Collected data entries
——————
PR #59, opened 2022-01-10
sidecar: prevent failure and listen immediately

nixpanic:
When the sidecar starts, the following fatal error is logged:

    failed to create csiaddonsnode object: no kind "CSIAddonsNode" is registered for the internal version of group "csiaddons.openshift.io" in scheme "k8s.io/client-go/kubernetes/scheme/register.go:74"

After that, the sidecar restarts.

Even though the error is handled as fatal, the new CSIAddonsNode object
is created successfully. After the restart, the new CSIAddonsNode is
found, and the sidecar continues to startup successfully.

It seems that placing the result `Into(nil)` causes the failure, as
opposed to the documentation. Getting the error from the `Do()` response
is sufficient here, and prevents the failure of calling `Into()`.


yati1998 (approved):

Rakshith-R (approved):

Rakshith-R:
Thanks !

PR #61, opened 2022-01-11
tools: build `kustomize` from the `vendor/` directory

nixpanic:
By installing `kustomize` from the vendor directory, versions of the
tools can automatically be updated, just like other dependencies. It
also makes things easier to install the tools in environments that have
slow networking or are completely disconnected.


tools.go
```diff
@@ -0,0 +1,29 @@
+//go:build tools
+// +build tools
+
+/*
+Copyright 2021 The Kubernetes-CSI-Addons Authors.
```
Madhu-1, line 5: 2022

Makefile
```diff
@@ -43,11 +43,15 @@ help: ## Display this help.
...
-	$(CONTROLLER_GEN) rbac:roleName=manager-role crd webhook paths="./..." output:crd:artifacts:config=config/crd/bases
+	$(CONTROLLER_GEN) rbac:roleName=manager-role crd webhook paths="./cmd/... ./controllers/... ./sidecar/..." output:crd:artifacts:config=config/crd/bases
 
 .PHONY: generate
 generate: controller-gen ## Generate code containing DeepCopy, DeepCopyInto, and DeepCopyObject method implementations.
-	$(CONTROLLER_GEN) object:headerFile="hack/boilerplate.go.txt" paths="./..."
+	$(CONTROLLER_GEN) object:headerFile="hack/boilerplate.go.txt" paths="./api/..."
+
+.PHONY: bundle
+bundle: kustomize operator-sdk
```
Madhu-1, line 53: can we have CI to validate kustomize/manifests/generate commands to make sure it's working and won't break in the future?

tools.go
```diff
@@ -0,0 +1,29 @@
...
+
+// These imports are used to maintain a copy of the used tools in the vendor/
+// directory. Versions of the tools can automatically be updated, just like
+// other dependencies. It also makes things easier to install the tools in
+// environments that have slow networking or are completely disconnected.
+
+package main
+
+import (
+	_ "sigs.k8s.io/kustomize/kustomize/v4"
```
Madhu-1, line 28: if kustomize is updated to v5 we need changes here also. will dependent bot takes care of it?

deepshikhaaa:
+1, It will be helpful for downstream builds too.

Makefile
nixpanic: I hope so, with this change it should be easier to write such jobs.

Actually, the `bundle` target is not intentionally included, I am only experimenting with that now.

tools.go
nixpanic: right!

tools.go
nixpanic: no, I do not think so. But The way it is currently done (version in the `Makefile`) will not even see minor updates.

Madhu-1 (approved):

Rakshith-R (approved):

PR #62, opened 2022-01-12
controller: modify ConnectionPool.Get() to return a copy

Rakshith-R:
This commit modifies ConnectionPool.Get() to take in
driverName and optional nodeID as parameters and now
returns a filtered copy of connections map.
This is done to avoid any deadlock issue that can occur
when unlock function may not be called in previous iteration
of the function.
Unit tests have been added and it now uses assert package.

- Further filtering using Capabilities seems a bit tricky, It can be done as a future enhancement.

### DIFF
--- a/internal/connection/connection_pool.go
+++ b/internal/connection/connection_pool.go
@@ -62,11 +62,21 @@ func (cp *ConnectionPool) Delete(key string) {
 	delete(cp.pool, key)
 }
 
-// Get returns map of connections and unlock function to be called
-// after parsing the connections.
-func (cp *ConnectionPool) Get() (*map[string]*Connection, func()) {
-	rlock := cp.rwlock.RLocker()
-	rlock.Lock()
+// GetByNodeID returns map of connections, filtered with given driverName and optional nodeID.
+func (cp *ConnectionPool) GetByNodeID(driverName, nodeID string) map[string]*Connection {
+	cp.rwlock.RLock()
+	defer cp.rwlock.RUnlock()
 
-	return &cp.pool, rlock.Unlock
+	newPool := make(map[string]*Connection)
+	for k, v := range cp.pool {
+		if v.DriverName != driverName {
+			continue
+		}
+		if nodeID != "" && v.NodeID != nodeID {
+			continue
+		}
+		newPool[k] = v
+	}
+
+	return newPool
 }
--- a/internal/connection/connection_pool.go
+++ b/internal/connection/connection_pool.go
@@ -62,21 +62,34 @@ func (cp *ConnectionPool) Delete(key string) {
 	delete(cp.pool, key)
 }
 
-// GetByNodeID returns map of connections, filtered with given driverName and optional nodeID.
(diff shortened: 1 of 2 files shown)


internal/connection/connection_pool.go
```diff
@@ -62,11 +62,21 @@ func (cp *ConnectionPool) Delete(key string) {
 	delete(cp.pool, key)
 }
 
-// Get returns map of connections and unlock function to be called
-// after parsing the connections.
-func (cp *ConnectionPool) Get() (*map[string]*Connection, func()) {
-	rlock := cp.rwlock.RLocker()
-	rlock.Lock()
+// Get returns map of connections, filtered with given driverName and optional nodeID.
+func (cp *ConnectionPool) Get(driverName, nodeID string) map[string]*Connection {
```
Madhu-1, line 66: if the connection is not found return error?

internal/connection/connection_pool.go
```diff
@@ -62,11 +62,21 @@ func (cp *ConnectionPool) Delete(key string) {
...
+	cp.rwlock.RLock()
+	defer cp.rwlock.RUnlock()
 
-	return &cp.pool, rlock.Unlock
+	newPool := make(map[string]*Connection)
+	for k, v := range cp.pool {
+		if v.DriverName != driverName {
+			continue
+		}
+		if nodeID != "" && v.NodeID != nodeID {
```
Madhu-1, line 75: add comment why nodeID empty check is required here.

internal/connection/connection_pool.go
nixpanic, line 66: Assuming we need a drivername for all operations, there should probably be a `getByDrivername(drivername)` (internal only?) and separate `GetByNodeID(drivername, nodeID)` functions. In the future a `GetByCapability(drivername, capability)` can then easily be added without the need to modify (much) of the callers.

nixpanic (changes requested):

internal/connection/connection_pool.go
Rakshith-R: > if the connection is not found return error?

I think it's better not to return an error here, since connectionPool is just doing basic Get,Put,Delete operation with none of it returning an error. 

controller may need to still return a `not found` error if matching caps is not found even when map returned here is not empty.

internal/connection/connection_pool.go
```diff
@@ -62,21 +62,34 @@ func (cp *ConnectionPool) Delete(key string) {
...
 			continue
 		}
+		newPool[k] = v
+	}
+
+	return newPool
+}
+
+// Get returns map of connections, filtered with given driverName and optional nodeID.
+func (cp *ConnectionPool) Get(driverName, nodeID string) map[string]*Connection {
```
nixpanic, line 80: Rename this to `GetByNodeID()`? How would a `Get()` with capabilities instead of nodeID be added instead?

Rakshith-R: missed that, renamed it now.

Madhu-1 (approved):

nixpanic (approved):

Rakshith-R:
@mergifyio rebase

PR #63, opened 2022-01-12
build: use vendored controller-gen

nixpanic:
By installing `controller-gen` from the vendor directory, versions of the
tools can automatically be updated, just like other dependencies. It
also makes things easier to install the tools in environments that have
slow networking or are completely disconnected.


Makefile
```diff
@@ -115,10 +115,11 @@ deploy: manifests kustomize ## Deploy controller to the K8s cluster specified in
...
 	$(KUSTOMIZE) build config/default | kubectl delete --ignore-not-found=$(ignore-not-found) -f -
 
-CONTROLLER_GEN = $(shell pwd)/bin/controller-gen
+# controller-gen gets installed from the vendor/ directory.
+CONTROLLER_GEN = $(shell go env GOPATH)/bin/controller-gen
 .PHONY: controller-gen
-controller-gen: ## Download controller-gen locally if necessary.
-	$(call go-get-tool,$(CONTROLLER_GEN),sigs.k8s.io/controller-tools/cmd/controller-gen@v0.7.0)
+controller-gen:
+	cd vendor && go install ./$(shell grep controller-gen tools.go | sed 's/.*_ "//;s/"//')
```
Madhu-1, line 122: install it in some temp location as this is specific to the csi-addons repo?

Madhu-1 (commented):
@nixpanic left a question

Makefile
nixpanic: I had a quick look on how to do that, but `go install` does not make that easy.

Using `go build ...` it seems to work, so I'll post that in a bit. Will also update the location where `kustomize` gets installed.

Madhu-1 (approved):

Rakshith-R (approved):

PR #69, opened 2022-01-13
build: publish versioned container-images on pushing a git tag

nixpanic:
When a release is tagged, the GitHub workflow will build the container
images and push them to Quay.io with the `:<git-tag>` version.

A test-run (without publishing) is available in my [personal fork](https://github.com/nixpanic/kubernetes-csi-addons/runs/4801220182?check_suite_focus=true).

### DIFF
--- a/.github/workflows/tag-release.yaml
+++ b/.github/workflows/tag-release.yaml
@@ -1,0 +1,100 @@
+---
+name: Build and release versioned container images
+
+on:
+  create
+
+jobs:
+  tag_bundle:
+    name: Build and release the bundle container-image
+    if: github.repository == 'csi-addons/kubernetes-csi-addons' && github.ref_type  == 'tag'
+    runs-on: ubuntu-latest
+    steps:
+      - name: Check out the repo
+        uses: actions/checkout@v2
+
+      - name: Install Go 1.17
+        uses: actions/setup-go@v2
+        with:
+          go-version: '1.17'
+
+      - name: Generate the bundle contents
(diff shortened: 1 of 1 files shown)


yati1998 (dismissed):
LGTM

.github/workflows/tag-release.yaml
```diff
@@ -0,0 +1,93 @@
...
+    runs-on: ubuntu-latest
+    steps:
+      - name: Check out the repo
+        uses: actions/checkout@v2
+
+      - name: Install Go 1.17
+        uses: actions/setup-go@v2
+        with:
+          go-version: '1.17'
+
```
Rakshith-R, line 20:
```suggestion

      - name: Login to quay.io
        uses: docker/login-action@v1
        with:
          registry: quay.io
          username: ${{ secrets.QUAY_USERNAME }}
          password: ${{ secrets.QUAY_PASSWORD }}
          
```
We need to login to quay here too?
seems like this step for missed @nixpanic 
https://github.com/csi-addons/kubernetes-csi-addons/blob/main/.github/workflows/build-push.yaml#L26-L31

Rakshith-R (changes requested):

.github/workflows/tag-release.yaml
nixpanic: right, will update it!

Rakshith-R (approved):
thanks

yati1998 (approved):

PR #71, opened 2022-01-13
build: use the tagged version in the release bundle

nixpanic:
The bundle container-image always includes `:latest` as the tag for the
controller image. This is not really appropriate, as some bundles will
be generated for a tagged release. When a bundle is tagged with a
release, it should refer to the same version of the controller
container-image.

### DIFF
--- a/Makefile
+++ b/Makefile
@@ -3,8 +3,11 @@
 IMG ?= quay.io/csiaddons/k8s-controller:latest
 SIDECAR_IMG ?= quay.io/csiaddons/k8s-sidecar
 BUNDLE_IMG ?= quay.io/csiaddons/k8s-bundle
-TAG?= latest
 
+# set TAG to a release for consumption in the bundle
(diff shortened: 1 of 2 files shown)


Makefile
```diff
@@ -3,8 +3,11 @@
 IMG ?= quay.io/csiaddons/k8s-controller:latest
 SIDECAR_IMG ?= quay.io/csiaddons/k8s-sidecar
 BUNDLE_IMG ?= quay.io/csiaddons/k8s-bundle
-TAG?= latest
 
+# set TAG to a release for consumption in the bundle
+TAG ?= latest
```
Rakshith-R, line 8: Tag is also used  as sidecar image tag

nixpanic: yes, that is only a good thing?

Rakshith-R (approved):

yati1998 (approved):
——————
**What you need to do**
Please return the lines above exactly, from the first one down to the line with "is sufficient here, and", and stop after that line.

**Answer**
PR #59, opened 2022-01-10
sidecar: prevent failure and listen immediately

nixpanic:
When the sidecar starts, the following fatal error is logged:

    failed to create csiaddonsnode object: no kind "CSIAddonsNode" is registered for the internal version of group "csiaddons.openshift.io" in scheme "k8s.io/client-go/kubernetes/scheme/register.go:74"

After that, the sidecar restarts.

Even though the error is handled as fatal, the new CSIAddonsNode object
is created successfully. After the restart, the new CSIAddonsNode is
found, and the sidecar continues to startup successfully.

It seems that placing the result `Into(nil)` causes the failure, as
opposed to the documentation. Getting the error from the `Do()` response
is sufficient here, and prevents the failure of calling `Into()`.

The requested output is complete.